PR #11922, opened 2026-01-15
fix(postgres): use ALTER COLUMN for type changes to prevent data loss

GhostDragonAlpha:
# Fix: Prevent data loss by using ALTER COLUMN for type/length changes (Issue #3357)

/claim #3357

## Description
This PR fixes a critical issue where changing column type or length in Postgres migrations would cause TypeORM to DROP and re-ADD the column, resulting in data loss.

It implements `ALTER COLUMN ... TYPE ... USING ...` logic for these changes, ensuring dataless schema evolution.

## Changes
- Modified `PostgresQueryRunner.changeColumn` to remove the destructive check for `type` and `length` changes.
- Updated `ALTER COLUMN` SQL generation to include the `USING` clause, handling type casting automatically.
- Added unit tests directly verifying the SQL generation logic in `PostgresQueryRunner` without requiring a live database connection.

## Related Issue
Fixes #3357

## Verification
- Added a new unit test `test/unit/driver/postgres/PostgresQueryRunnerMock.test.ts` that mocks `PostgresDriver` and verifies the exact SQL output.
- Verified that `ALTER COLUMN` is generated instead of `DROP COLUMN`.


gioboa (commented):
@GhostDragonAlpha thanks for opening this PR.
I'm finalising this because it is among those still open, the first in chronological order.

gioboa (approved):

pkuczynski:
Hey @GhostDragonAlpha, thanks for this! We're going with #11620 which handles #3357 across all major drivers (including Postgres) and adds a safety guard that falls back to DROP/ADD for cross-family type changes. Closing in favor of #11620 — your review and feedback there would be very welcome!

::::

Aim of the exercise. Print the data above exactly as it was provided.

Task answer.
PR #11922, opened 2026-01-15
fix(postgres): use ALTER COLUMN for type changes to prevent data loss

GhostDragonAlpha:
# Fix: Prevent data loss by using ALTER COLUMN for type/length changes (Issue #3357)

/claim #3357

## Description
This PR fixes a critical issue where changing column type or length in Postgres migrations would cause TypeORM to DROP and re-ADD the column, resulting in data loss.

It implements `ALTER COLUMN ... TYPE ... USING ...` logic for these changes, ensuring dataless schema evolution.

## Changes
- Modified `PostgresQueryRunner.changeColumn` to remove the destructive check for `type` and `length` changes.
- Updated `ALTER COLUMN` SQL generation to include the `USING` clause, handling type casting automatically.
- Added unit tests directly verifying the SQL generation logic in `PostgresQueryRunner` without requiring a live database connection.

## Related Issue
Fixes #3357

## Verification
- Added a new unit test `test/unit/driver/postgres/PostgresQueryRunnerMock.test.ts` that mocks `PostgresDriver` and verifies the exact SQL output.
- Verified that `ALTER COLUMN` is generated instead of `DROP COLUMN`.


gioboa (commented):
@GhostDragonAlpha thanks for opening this PR.
I'm finalising this because it is among those still open, the first in chronological order.

gioboa (approved):

pkuczynski:
Hey @GhostDragonAlpha, thanks for this! We're going with #11620 which handles #3357 across all major drivers (including Postgres) and adds a safety guard that falls back to DROP/ADD for cross-family type changes. Closing in favor of #11620 — your review and feedback there would be very welcome!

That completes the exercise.